Dataset entries

PR #62, opened 2016-09-06
Adding scroll horizontally on work item list view

sanbornsen:
This change is [Reviewable](https://reviewable.io/reviews/almighty/almighty-ui/62)

### DIFF
--- a/src/app/work-item/work-item-list/work-item-list.component.css
+++ b/src/app/work-item/work-item-list/work-item-list.component.css
@@ -1,5 +1,5 @@
 .screen-min-ht{
-  min-height: 85%;
+  height: 80%;
 }
 .type span{
   font-size: 12px;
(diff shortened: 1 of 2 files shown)


joshuawilson:
Why do we want to force a scroll bar to appear even when we don't need it? 

Is there an issue # for this?

@mindreeper2420 Can you please review this?

mindreeper2420:
@joshuawilson @sanbornsen Having a scrollbar appear when it is not necessary gives the false impression of a scrollable interface, which can cause confusion and doubt. The browser should automatically handle any scrollbars (Chrome, IE, Firefox and Edge all handle them differently, including persistent view states).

> _The problem_
In the entries above, find each line with the word "list" and return it.

> _Completed task_
Adding scroll horizontally on work item list view
--- a/src/app/work-item/work-item-list/work-item-list.component.css
+++ b/src/app/work-item/work-item-list/work-item-list.component.css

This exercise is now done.